【HDU5928 2016CCPC东北地区大学生程序设计竞赛 - 重现赛 G】【计算几何 凸包思想 枚举底点做DP】Birthday Gift 给定绳长最多围住多少个点

Birthday Gift

Time Limit: 9000/4500 MS (Java/Others)    Memory Limit: 65536/65536 K (Java/Others)

Total Submission(s): 118    Accepted Submission(s): 24


[align=left]Problem Description[/align]
Both Mr. Frog and Wallice love running. Wallice missed Mr. Frog’s birthday recently，so he decided to give a belated birthday gift. He quickly found out an idea： he decided to run a closed curve to contain those meaningful
buildings. Unfortunately, he only gets a little time left since he is going to attend an important press conference.

Wallice wants to know the maximal number of buildings can be contained in the closed curve. Note that his speed is 1.

 

[align=left]Input[/align]
The first line contains only one integer T,which indicates the number of test cases.

For each test case, the first line contains an integer N (1≤N≤80),
and a double t (0≤l≤5000)
indicating the numbers of buildings Wallice cares about and the time he has.
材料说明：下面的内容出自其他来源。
PR #5067, opened 2023-10-11
WAITP-1418 Permission revoking fixup

EMcQ-BES:
### Changes:

- Add ability to expire sessions for a user from `central-server`
- Trigger an expiry after a `user_entity_permission` change

This should only expire your access token for `tupaia_web`, once the `access_token` expires, the web session will automatically refresh using the `refresh_token` which means you get the updated `access_policy`

### DIFF
--- a/packages/central-server/src/database/models/User.js
+++ b/packages/central-server/src/database/models/User.js
@@ -1,0 +1,32 @@
+/**
+ * Tupaia
+ * Copyright (c) 2017 - 2023 Beyond Essential Systems Pty Ltd
+ */
+
+import { UserType as CommonUserType, UserModel as CommonUserModel } from '@tupaia/database';
+
+const SERVICES = {
+  // admin_panel: 'admin_panel_session',
+  // datatrak_web: 'datatrak_web_session',
+  tupaia_web: 'tupaia_web_session',
+};
+
+class UserType extends CommonUserType {
+  async expireSessionToken(service) {
+    if (!SERVICES[service]) {
+      throw new Error(`${service} is not a support service for session expiry`);
+    }
+    await this.database.executeSql(
+      `
+        UPDATE ?? SET access_token_expiry = 0 WHERE email = ?
+      `,
+      [SERVICES[service], this.email],
+    );
+  }
+}
+
+export class UserModel extends CommonUserModel {
+  get DatabaseTypeClass() {
+    return UserType;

In the following n lines, the i-th line contains two doubles xi,yi(−600≤xi,yi≤600)
indicating the position of the buildings.

 

[align=left]Output[/align]
For each test case，output one line “Case #x: ans’’，where x is the case number (starting from 1) following with ans indicating the maximum number of buildings Wallice can circled in in limited time.
 

[align=left]Sample Input[/align]

2
4 4.1
0 0
0 1
1 0
1 1
4 3.5
0 0
0 1
1 0
1 1

 

[align=left]Sample Output[/align]

Case #1: 4
Case #2: 3
Hint
For the second sample, Wallice does not have enough time to circle all the four buildings so he circles three of them instead.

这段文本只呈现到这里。